Economists take note - the best barometer for the performance of an economy is not the rate of construction projects but the volume of lipstick sales.

Eurofan, I think careers in areas that supply basic human needs is where to look-
- food + Drink (not restaurants etc. but basic food)
- communications, mobile telephony (people will always need to communicate no matter what the economic climate)
- Transport (commuter transport not holiday transport)
- Law

I think industries like Motoring, Designer Clothes,advertising + marketting, restaurants,airlines+travel, electronic goods are ones that take a hit.


----------



## evan (1 Jun 2006)

if there is a serious recession, does anyone fear violence. What Im saying is does anyone fear that people who did well out of the celtic tiger and preserved their wealth might be targeted by people that got burned by it. The reason why I am asking this is that the celtic tiger has been a relatively recent phenomenon and people that started out at the same level 10 years ago maybe at very different levels today. It wasnt a slow process like before where people would have accepted how the person generated their wealth.


----------



## ClubMan (1 Jun 2006)

No.


----------



## Eurofan (1 Jun 2006)

No but i could see the youth of Ireland bailing out of here on an unprecedented scale. Options throughout the EU are plentiful and much better than the UK/US options of old.

Myself and some friends talked about this some time ago (all related to property prices of course) and to my surprise the general consensous was that _if_ they genuinely found themselves in difficulty (i.e. negative equity, perhaps down one job, good times long gone) at least half of them would give serious thought to chucking the keys back to the bank and getting on the first plane out of here.

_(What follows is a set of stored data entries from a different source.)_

PR #32895, opened 2022-12-06
[Storage] [DataMovement] Remove Delegates after finished use from internal events

### LINKED ISSUE #32737: [DataMovement] [Blobs] Add way to remove delegates from events
### Library name and version

Azure.Storage.DataMovement; Azure.Storage.DataMovement.Blobs

### Query/Question

https://github.com/Azure/azure-sdk-for-net/pull/32483/files#r1026862432

### Environment

_No response_

amnguye:
Resolves https://github.com/Azure/azure-sdk-for-net/issues/32737


jalauzon-msft (commented):
Left a couple of questions on the pattern here but totally could be me just not fully understanding what's going on.

sdk/storage/Azure.Storage.DataMovement/src/CommitChunkHandler.cs
```diff
@@ -73,17 +74,31 @@ public struct Behaviors
...
+        {
+            CleanUp();
+        }
+
+        public void CleanUp()
+        {
+            if (_transferType == TransferType.Sequential)
             {
-                AddQueueBlockEvent();
+                _commitBlockHandler -= AddQueueBlockEvent();
```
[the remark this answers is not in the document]
amnguye: To unsubscribe from the event, you have to remove the delegate from the event.

I was just mostly following this.
https://stackoverflow.com/questions/4526829/why-and-how-to-avoid-event-handler-memory-leaks

sdk/storage/Azure.Storage.DataMovement/src/CommitChunkHandler.cs
```diff
@@ -73,17 +74,31 @@ public struct Behaviors
...
             }
-            AddCommitBlockEvent();
+            _commitBlockHandler -= AddCommitBlockEvent();
         }
 
-        public void AddCommitBlockEvent()
+        public SyncAsyncEventHandler<StageChunkEventArgs> AddCommitBlockEvent()
```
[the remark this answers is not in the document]
amnguye: Renamed it to GetCommitBlockEvent and also to the rest of the names too.

sdk/storage/Azure.Storage.DataMovement/src/CopyStatusHandler.cs
```diff
@@ -49,37 +49,44 @@ public CopyStatusHandler(Behaviors behaviors)
...
-            _getStatusHandler += async (CopyStatusEventArgs args) =>
+            Cleanup();
+        }
+
+        public void Cleanup()
+        {
+            _getStatusHandler -= GetStatusEvent;
+        }
+
+        public async Task GetStatusEvent(CopyStatusEventArgs args)
```
jalauzon-msft, line 65: nit: I see you turned the function `private` above. Did you want to do that for all of these?

sdk/storage/Azure.Storage.DataMovement/src/DownloadChunkHandler.cs
```diff
@@ -117,83 +117,79 @@ public struct Behaviors
...
-            _downloadChunkEventHandler += async (DownloadRangeEventArgs args) =>
+            CleanUp();
+        }
+
+        public void CleanUp()
+        {
+            _downloadChunkEventHandler -= AddDownloadChunkEvent;
+        }
+
+        public async Task AddDownloadChunkEvent(DownloadRangeEventArgs args)
```
jalauzon-msft, line 133: Did you want to change this name too?

jalauzon-msft (approved):
Thanks! This approach looks better to me but honestly, I'm not too familiar with delegates/events so may be worth having someone else take a look if you want a more thorough review of the logic.

Left a couple more minor comments on naimg.

sdk/storage/Azure.Storage.DataMovement/src/CommitChunkHandler.cs
```diff
@@ -73,70 +74,73 @@ public struct Behaviors
...
             {
-                AddQueueBlockEvent();
+                _commitBlockHandler -= GetQueueBlockEvent;
             }
-            AddCommitBlockEvent();
+            _commitBlockHandler -= GetCommitBlockEvent;
         }
 
-        public void AddCommitBlockEvent()
+        private async Task GetCommitBlockEvent(StageChunkEventArgs args)
```
jalauzon-msft, line 99: Sorry to bring up naming again (feel free to ignore) but with this approach maybe it's better to just call this `CommitBlockEvent` since it **is** the event? Like what you did below with `JobPartEvent`.

This would apply to all delegate functions in this review.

The late twenties and thirtysomethings in Ireland today have undertaken astonishing amounts of debt and rely totally on steady wage inflation and a booming economy.


----------



## bearishbull (1 Jun 2006)

theres plenty of room on the plane to china.


----------



## Thrifty (2 Jun 2006)

How to cope? i think its going to be harder for the generation coming up who maybe have never lacked material possessions. Saw in the local paper about one set of parents hiring a horse and carriage for their daughter's communion!!! Best way to cope with a recession is to have been brought up in the late seventies/ early eighties or earlier where you wore hand-me-down clothes, bought a bike with you communion money and cycled everywhere, were delighted to get a rubbish paying part-time job etc. To really long for an item of clothing, music tape etc and have to save for it..... i could go on.

I'm not saying want to go back to that just that life for younger people is much more revolved around money. Take it away and it may be hard for them to adjust not just to watching purse strings but to having an identity thats not based on what they have or haven't got materially.


----------



## lff12 (2 Jun 2006)

Eurofan said:
			
		

> What kind of careers survive recessions? (other than public servants).


 
I work for a subsidary of a German conglomerate that specialises in outsourced business/IT services.  I've noticed in a few dinners lately that the heads of lines of service are rubbing their hands together with glee at any indication of a turndown, as a recession generates (apparently) a lot of business for outsourcing.

Contrary to popular opinion, there is still a hell of a lot of outsourcing done in the home country (or increasing in other EU countries).  The new services directive will also effectively enable more public sector outsourcing to go outside the home country (also I note that in the UK/Ireland a lot of services are now considered to be independent agencies rather than state entities - eg Irish NCT, UK ONS - which has enabled outsourcing to non home countries in a few cases).


----------



## lff12 (2 Jun 2006)

evan said:
			
		

> if there is a serious recession, does anyone fear violence. What Im saying is does anyone fear that people who did well out of the celtic tiger and preserved their wealth might be targeted by people that got burned by it. The reason why I am asking this is that the celtic tiger has been a relatively recent phenomenon and people that started out at the same level 10 years ago maybe at very different levels today. It wasnt a slow process like before where people would have accepted how the person generated their wealth.


 
Very interesting point - apparently one of the biggest growth industries in highly unequal countries are "gated" communities - I found a programme on the BBC website that explored this trend from both perspectives.  What we could see is Johannesburg-like scenarios spreading worldwide . . .


----------



## evan (2 Jun 2006)

"No but i could see the youth of Ireland bailing out of here on an unprecedented scale. Options throughout the EU are plentiful and much better than the UK/US options of old."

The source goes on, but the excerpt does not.